PR #3361, opened 2025-04-10
26087 - Auth API: support affiliations search parameters

Rajandeep98:
*Issue #:*26087
https://github.com/bcgov/entity/issues/#26087
*Description of changes:*
The affiliations endpoint needs to support parameters:
business name partial match
number partial match
type
status
paging

### DIFF
--- a/auth-api/src/auth_api/resources/v1/org.py
+++ b/auth-api/src/auth_api/resources/v1/org.py
@@ -352,7 +352,12 @@ def get_organization_affiliations(org_id):
     """Get all affiliated entities for the given org."""
     try:
         env = get_request_environment()
-        # keep old response until UI is updated
+        search_filter_status = request.args.get("status", None)
+        search_filter_name = request.args.get("name", None)
+        search_filter_type = request.args.get("type", None)
+        search_filter_identifier = request.args.get("identifier", None)
+        page = int(request.args.get("page", 1))
+        limit = int(request.args.get("limit", 50))
         if (request.args.get("new", "false")).lower() != "true":
             return (
                 jsonify({"entities": AffiliationService.find_visible_affiliations_by_org_id(org_id, env)}),
@@ -362,10 +367,56 @@ def get_organization_affiliations(org_id):
         # get affiliation identifiers and the urls for the source data
         affiliations = AffiliationModel.find_affiliations_by_org_id(org_id, env)
         affiliations_details_list = asyncio.run(AffiliationService.get_affiliation_details(affiliations, org_id))
+        start_index = (page - 1) * limit
+        end_index = start_index + limit
+        filtered_affiliations = affiliations_details_list
+        conditions = []
+        if search_filter_status:
+            conditions.append(
+                lambda affiliation: (
+                    (affiliation.get('state', '').upper()) == (search_filter_status.upper())
+                    or (affiliation.get('draftStatus', '').upper()) == (search_filter_status.upper())
+                )
+            )
+        if search_filter_name:
+            # Ensure the status filter
+            conditions.append(lambda affiliation: affiliation.get('legalName')
+                              and affiliation.get('legalName').casefold().startswith(search_filter_name.casefold()))
+        if search_filter_type:
+            # Ensure the legaltype filter
+            conditions.append(
+                lambda affiliation: (
+                    (affiliation.get('draftType', '').casefold() == search_filter_type.casefold())
+                    or (not affiliation.get('draftType') and affiliation.get('legalType')
+                        and affiliation.get('legalType').casefold() == search_filter_type.casefold())
+                )
+            )
+        if search_filter_identifier:  # Check if the search_filter_identifier is provided
+            normalized_identifier = search_filter_identifier.replace(" ", "").lower()
+            # Check if the search_filter_identifier starts with 'nr'
+            if normalized_identifier.startswith('n'):
+                print(normalized_identifier)
+                # Filter by nrNum  or nrNumber(case-insensitive)
+                conditions.append(lambda affiliation: (
+                    (affiliation.get('nrNumber')
+                        and affiliation.get('nrNumber').replace(" ", "").lower().startswith(normalized_identifier))
+                ))
+            else:
+                # Filter by identifier (case-insensitive)
+                conditions.append(lambda affiliation: affiliation.get('identifier')
+                                  and affiliation.get('identifier').strip().lower().startswith(normalized_identifier))
+
+        filtered_affiliations = [
+            affiliation for affiliation in filtered_affiliations
+            if all(condition(affiliation) for condition in conditions)
+        ]
+        total_results = len(filtered_affiliations)
+        paginated_affiliations = filtered_affiliations[start_index:end_index]
         # Use orjson serializer here, it's quite a bit faster.
         response, status = (
             current_app.response_class(
-                response=orjson.dumps({"entities": affiliations_details_list}),  # pylint: disable=maybe-no-member
+                response=orjson.dumps({"entities": paginated_affiliations,
+                                       "totalResults": total_results}),  # pylint: disable=maybe-no-member
                 status=200,
                 mimetype="application/json",
             ),
@@ -376,7 +427,6 @@ def get_organization_affiliations(org_id):
         response, status = {"code": exception.code, "message": exception.message}, exception.status_code
     except ServiceUnavailableException as exception:
         response, status = {"message": exception.error}, exception.status_code
-
     return response, status
 
 


auth-api/src/auth_api/resources/v1/org.py
```diff
@@ -352,7 +352,12 @@ def get_organization_affiliations(org_id):
     """Get all affiliated entities for the given org."""
     try:
         env = get_request_environment()
-        # keep old response until UI is updated
+        search_filter_status = request.args.get("status", None)
+        search_filter_name = request.args.get("name", None)
+        search_filter_type = request.args.get("type", None)
+        search_filter_identifier = request.args.get("identifier", None)
+        page = int(request.args.get("page", 1))
+        limit = int(request.args.get("limit", 50))
```
severinbeauvais, line 360: As per UI, default should be 100.

severinbeauvais:
@seeker25 This is an interim step before we rewrite the query across the 3 dbs.

seeker25 (changes requested):
needs alot of changes before being merged. 

1. The filtering needs to be passed to namex/lear not auth
Otherwise you're going to be sitting there waiting for Names and LEAR to return forever and then return 10/100 rows or whichever after waiting for 1m for them to return
2. You have no associations between NR's and businesses, so you don't know which affiliations should be batched together when you're fetching
3. This shouldn't be done in the resource, it should be done in the service
4. Use a DTO (think dataclass) or something else instead of 
```
        search_filter_status = request.args.get("status", None)
        search_filter_name = request.args.get("name", None)
        search_filter_type = request.args.get("type", None)
        search_filter_identifier = request.args.get("identifier", None)
        page = int(request.args.get("page", 1))
        limit = int(request.args.get("limit", 50))
```

auth-api/src/auth_api/resources/v1/org.py
```diff
@@ -352,7 +352,12 @@ def get_organization_affiliations(org_id):
     """Get all affiliated entities for the given org."""
     try:
         env = get_request_environment()
-        # keep old response until UI is updated
+        search_filter_status = request.args.get("status", None)
```
severinbeauvais, line 355: Does this code support multiple statuses and multiple types?

auth-api/src/auth_api/resources/v1/org.py
```diff
@@ -362,10 +367,56 @@ def get_organization_affiliations(org_id):
...
+            )
+        if search_filter_identifier:  # Check if the search_filter_identifier is provided
+            normalized_identifier = search_filter_identifier.replace(" ", "").lower()
+            # Check if the search_filter_identifier starts with 'nr'
+            if normalized_identifier.startswith('n'):
+                print(normalized_identifier)
+                # Filter by nrNum  or nrNumber(case-insensitive)
+                conditions.append(lambda affiliation: (
+                    (affiliation.get('nrNumber')
+                        and affiliation.get('nrNumber').replace(" ", "").lower().startswith(normalized_identifier))
```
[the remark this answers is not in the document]
seeker25: doesn't matter this shouldn't be done in auth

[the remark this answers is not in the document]
severinbeauvais: By the same argument, this shouldn't be done in Names and it shouldn't be done in LEAR. To be clear, the query needs data from all 3 databases.

The idea here was to make a bit of progress with a small gain -- with a smaller list of affiliations (ie, a page), the UI won't choke as it does now. Also, this code implements the acceptance of URL parameters.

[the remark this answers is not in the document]
seeker25: LOL I don't think you understood my response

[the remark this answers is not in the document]
severinbeauvais: Sorry.

It's preparation for the future (passing filters and page params) and helps the UI.

We don't have a solution the BE yet. Thoughts?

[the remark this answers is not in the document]
seeker25: Almost think we should move the entire affiliation table to LEAR
Even with the names affiliations 

Think about this for the future.. You'll probably want some hierarchy of users that have an affiliation

Does that make sense to keep putting in auth? 

Also Names always eventually become a business? if they don't, just leave the data in there?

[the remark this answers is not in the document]
severinbeauvais: Are you saying that LEAR should have the cross-reference table for which entities/NRs belong to which accounts? Where does the data for a new affiliation come from?

Where is the current data for which accounts can access businesses?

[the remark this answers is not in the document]
seeker25: 1. Yes 
2. It's formed when a business is created, entity-filer calls into AUTH to create an affiliation 
Same idea with NRO, it's from a queue message/call when an affiliation is formed to an org

3. Affiliation <-> Entity table in auth - You wouldn't need the entity table if you had this in LEAR.. you'd just associate it to the `businesses/filings` table instead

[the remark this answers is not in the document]
seeker25: You wouldn't have to worry about data going out of sync between `auth-db.entities` and `lear.businesses` or `lear.filings`

it would be straight forward you could query which orgs have access to a business without looking in auth-db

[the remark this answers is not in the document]
severinbeauvais: How would an account affiliate an existing business or NR? Would it still be a dialog on the Business Registry Dashboard, which would now need to call Auth to validate and then LEAR to save the affiliation?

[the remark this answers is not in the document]
seeker25: Yes, until we get the org membership in the JWT - then the call to AUTH would go away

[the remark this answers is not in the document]
severinbeauvais: While this makes sense, it's a lot of work (including migration of data).

Is there anything we can do before we redesign this? Like this ticket? We believe we have accounts in Prod with 1000s of affiliations, so we need to do something before MVP in June.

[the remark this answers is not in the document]
seeker25: If we build the parameters into Names and LEAR that would be a good start

https://github.com/bcgov/namex/blob/f20f060aea4f4b173867605f01a3b27096d09968/api/namex/resources/requests.py#L379

https://github.com/bcgov/lear/blob/764ea672dd43af6f367cf9deb44018a46b5247e2/legal-api/src/legal_api/resources/v2/business/business.py#L165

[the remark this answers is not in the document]
seeker25: wouldn't be very difficult this could easily restore search functionality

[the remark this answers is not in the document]
seeker25: Also when LEAR creates an affiliation, it needs to kick over a subfield like an NR that is being consumed while creating the affiliation row.. so we can enable pagination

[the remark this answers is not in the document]
seeker25: Yes, way less data

"If a cross-db query is still the preferred solution, it it worth passing parameters to Names/LEAR?"

I think it's a good stop gap and wouldn't be hard to implement

"Don't you see any value in the filtering and pagination work in this PR?"

No because they'll search and cause 3 minute calls to the database potentially multiple times and cause lots of issues.
At least right now they have to load the business dashboard, if you added this search without filtering down the rows you'd be multiplying the length.

seeker25:
Talking with Rajandeep:

If you did this (as per Kials suggestion of 1 single search):

image

Really easy to add in for LEAR:

```python
search = json_input.get('search', None)
if search: 
   filter(Business.name.ilike(search)) or Business._identifier.ilike(search)
   Filing.temp_reg.ilike(search)
```   

   
Really easy to add in for Names:
```python
search_string = search.get('search', None)
if search_string:
  .filter(Name.name.ilike(search_string) or Name.nrNum.ilike(search_string)
```

severinbeauvais:
> 5. How are these changes any different than just simply filtering on the frontend? I guess you get a smaller payload returned? But it would still take almost the same amount of time?

It allows us to deprecate the internal filters in the UI (and show pagination options).
It is a smaller payload returned (esp since the UI works poorly with more than 1000 or 2000 records).
It prepares this endpoint to receive and process the filters/pagination, even though we know the underlying code will change.

auth-api/src/auth_api/resources/v1/org.py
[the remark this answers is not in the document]
severinbeauvais: > "If a cross-db query is still the preferred solution, it it worth passing parameters to Names/LEAR?"
> I think it's a good stop gap and wouldn't be hard to implement
❤️ 

> "Don't you see any value in the filtering and pagination work in this PR?"
> No because they'll search and cause 3 minute calls to the database ...

OK. I'm resolving this conversation as you've laid things out thoroughly in your comment below. Thanks! Your guidance is much appreciated.

severinbeauvais:
@argush3 FYI. I suggest reading the comments and ignoring the code for now. We need to agree on what to do.

severinbeauvais:
This is not the right solution, but this PR contains lots of good suggestions and example.

I think Rajan should keep using this PR for the Auth API work as per the updated ticket description. (No need for a second PR.)

auth-api/src/auth_api/services/affiliation.py
```diff
@@ -482,7 +482,7 @@ def sort_key(item):
             return combined
         except ServiceUnavailableException as err:
             logger.debug(err)
-            logger.debug("Failed to get affiliations details: %s", affiliations)
+            logger.debug("Failed to get affiliations details: %s")
```
severinbeauvais, line 485: What does `%s` refer to?

auth-api/src/auth_api/services/affiliation.py
```diff
@@ -457,7 +457,7 @@ async def get_affiliation_details(affiliations: List[AffiliationModel], org_id)
             )
 
         call_info = [
-            {"url": url, "payload": {"identifiers": identifiers}} for url, identifiers in url_identifiers.items()
+            {"url": url, "payload": {"identifiers": identifiers, "state":search_filter_status, "name":search_filter_name,"type":search_filter_type}} for url, identifiers in url_identifiers.items()
```
seeker25, line 460: linting probably going to fail?

`poetry run black .`

auth-api/src/auth_api/services/affiliation.py
```diff
@@ -457,7 +460,18 @@ async def get_affiliation_details(affiliations: List[AffiliationModel], org_id)
             )
 
         call_info = [
-            {"url": url, "payload": {"identifiers": identifiers}} for url, identifiers in url_identifiers.items()
+            {
+                "url": url,
+                "payload": {
+                    "identifiers": identifiers,
```
seeker25, line 466: could probably just serialize your data class here

auth-api/src/auth_api/resources/v1/org.py
```diff
@@ -352,20 +353,30 @@ def get_organization_affiliations(org_id):
...
-
         # get affiliation identifiers and the urls for the source data
         affiliations = AffiliationModel.find_affiliations_by_org_id(org_id, env)
-        affiliations_details_list = asyncio.run(AffiliationService.get_affiliation_details(affiliations, org_id))
+        search_details = AffiliationInvitationSearchDeatils()
+        search_details.search_filter_status = request.args.getlist("status")
+        search_details.search_filter_name = request.args.get("name")
+        search_details.search_filter_type = request.args.getlist("type")
+        search_details.page = int(page)
+        search_details.limit = int(limit)
```
seeker25, line 370: might be a better idea to just move this into a method in the dataclass

auth-api/src/auth_api/resources/v1/org.py
```diff
@@ -352,20 +353,30 @@ def get_organization_affiliations(org_id):
     """Get all affiliated entities for the given org."""
     try:
         env = get_request_environment()
```
seeker25, line 355: Will have to resync, I've removed env

auth-api/src/auth_api/models/dataclass.py
```diff
@@ -47,6 +47,17 @@ class AffiliationInvitationSearch:  # pylint: disable=too-many-instance-attribut
...
 
 
+@dataclass
+class AffiliationInvitationSearchDeatils:  # pylint: disable=too-many-instance-attributes
+    """Used for filtering Affiliation Invitations based on filters passed."""
+
+    search_filter_status: Optional[str] = None
+    search_filter_name: Optional[str] = None
+    search_filter_type: Optional[str] = None
+    page: int = 1
```
seeker25, line 57: why not just status
name
type

auth-api/src/auth_api/models/dataclass.py
```diff
@@ -47,6 +47,17 @@ class AffiliationInvitationSearch:  # pylint: disable=too-many-instance-attribut
     is_deleted: bool = False
 
 
+@dataclass
+class AffiliationInvitationSearchDeatils:  # pylint: disable=too-many-instance-attributes
```
seeker25, line 51: typo

auth-api/src/auth_api/models/dataclass.py
```diff
@@ -47,6 +49,29 @@ class AffiliationInvitationSearch:  # pylint: disable=too-many-instance-attribut
...
+
+    identifier: Optional[str] = None
+    status: Optional[str] = None
+    name: Optional[str] = None
+    type: Optional[str] = None
+    page: int = 1
+    limit: int = 100
+
+    @classmethod
+    def from_request_args(cls, req: Request) -> "AffiliationInvitationSearchDetails":
```
seeker25, line 64: self? there's a way to annotate own class type

auth-api/src/auth_api/models/dataclass.py
```diff
@@ -47,6 +49,29 @@ class AffiliationInvitationSearch:  # pylint: disable=too-many-instance-attribut
...
+        return cls(
```
seeker25, line 65: much better, we don't really care about this too much in the resource

auth-api/src/auth_api/resources/v1/org.py
```diff
@@ -356,14 +357,19 @@ def get_organization_affiliations(org_id):
                 jsonify({"entities": AffiliationService.find_visible_affiliations_by_org_id(org_id)}),
                 HTTPStatus.OK,
             )
-
         # get affiliation identifiers and the urls for the source data
         affiliations = AffiliationModel.find_affiliations_by_org_id(org_id)
-        affiliations_details_list = asyncio.run(AffiliationService.get_affiliation_details(affiliations, org_id))
+        search_details = AffiliationInvitationSearchDetails.from_request_args(request)
```
seeker25, line 362: way cleaner

auth-api/src/auth_api/services/affiliation.py
seeker25: Let me see if I can find an example 

https://github.com/bcgov/sbc-pay/blob/04137958608dbde9fd70749760578ddbaf9052a0/pay-api/src/pay_api/utils/serializable.py#L14

But that's alot to bring over, I think what you have now is fine

auth-api/src/auth_api/services/affiliation.py
```diff
@@ -453,19 +455,26 @@ def _affiliation_details_url(affiliation: AffiliationModel) -> str:
...
                 affiliation.entity.business_identifier
             )
-
         call_info = [
-            {"url": url, "payload": {"identifiers": identifiers}} for url, identifiers in url_identifiers.items()
+            {
+                "url": url,
+                "payload": {
+                    "identifiers": identifiers,
+                    **asdict(search_details),
```
seeker25, line 473: looks good

auth-api/src/auth_api/services/affiliation.py
Rajandeep98: just formating

auth-api/src/auth_api/models/dataclass.py
```diff
@@ -47,6 +49,29 @@ class AffiliationInvitationSearch:  # pylint: disable=too-many-instance-attribut
...
+
+    @classmethod
+    def from_request_args(cls, req: Request) -> Self:
+        return cls(
+            identifier=req.args.get("identifier"),
+            status=req.args.getlist("status") or [],
+            name=req.args.get("name"),
+            type=req.args.getlist("type") or [],
+            page=int(req.args.get("page", 1)),
+            limit=int(req.args.get("limit", 100)),
```
severinbeauvais, line 71: Since the fallback values are provided here, can they be removed the the dataclass above?

severinbeauvais (commented):
If I understand correctly, this is asking Namex API for "limit" results and is asking Legal API for "limit" results. Therefore, if limit is 100, there will be up to 200 results to combine and return, not the "up to 100" that was asked for.

Any thoughts on how to solve this? Or just leave it for now?

seeker25:
I asked Rajandeep the same thing, she is still working on it

auth-api/src/auth_api/services/affiliation.py
```diff
@@ -465,12 +465,15 @@ async def get_affiliation_details(
...
+        search_dict = asdict(search_details)
+        has_filters = any(v not in (None, "", [], {}) for k, v in search_dict.items() if k not in {"page", "limit"})
+
         call_info = [
             {
                 "url": url,
                 "payload": {
-                    "identifiers": identifiers,
-                    **asdict(search_details),
+                    "identifiers": identifiers if has_filters else identifiers[:100],
```
severinbeauvais, line 475: Is the "100" here the default number of results if no page limits are provided?

This would break currently functionality in Dev, right?

Rajandeep98:
image
after reducing initial load to random 100 identifiers
existing payload 
image

Rajandeep98:
image

auth-api/src/auth_api/models/dataclass.py
severinbeauvais: The initial values on lines 56-59 have been updated. Should lines 66-69 be updated similarly?

(I'm really wondering why there's 2 sets of initial/default values and why they don't match.)

severinbeauvais:
> after reducing initial load to random 100 identifiers existing payload ...

What I see in these screenshots is that the second one took twice as long as the first one. And also, the second one returns a ton more data than the first one. Is this expected?

auth-api/src/auth_api/services/affiliation.py
```diff
@@ -453,17 +455,31 @@ def _affiliation_details_url(affiliation: AffiliationModel) -> str:
...
+    async def get_affiliation_details(
+        affiliations: List[AffiliationModel], search_details: AffiliationInvitationSearchDetails, org_id
+    ) -> List:
         """Return affiliation details by calling the source api."""
         url_identifiers = {}  # i.e. turns into { url: [identifiers...] }
+        search_dict = asdict(search_details)
+        total = 0
+        has_filters = any(
+            value not in (None, "", [], {}) for field, value in search_dict.items() if field not in {"page", "limit"}
+        )
```
seeker25, line 467: build this into the dataclass? I bet there's a better way to do this

auth-api/src/auth_api/services/affiliation.py
```diff
@@ -453,17 +455,32 @@ def _affiliation_details_url(affiliation: AffiliationModel) -> str:
...
         for affiliation in affiliations:
             url = Affiliation._affiliation_details_url(affiliation)
-            url_identifiers.setdefault(url, [affiliation.entity.business_identifier]).append(
-                affiliation.entity.business_identifier
+            not has_filters and total >= 100 or (
```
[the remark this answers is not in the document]
seeker25: pagination is to be done in another PR

Rajandeep98:
full payload , no params
image
with diff aprams:
image
image
image

image
image

severinbeauvais:
You did a test above for the first 100 results, and then next 100.

I wonder why the second call is so  much faster than the first one...?

auth-api/src/auth_api/services/affiliation.py
Rajandeep98: keeping limit temp basis to 100000 till next pr for grouping of affiliations and pagination doesnt complete

seeker25 (approved):
Just the changes we discussed and I'll merge

severinbeauvais (approved):

seeker25:
I'm fixing auth-queue in another PR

> _Your task_
A bare number is all that is asked for: the count of lines above that include "legalName".

> _Exercise output_
2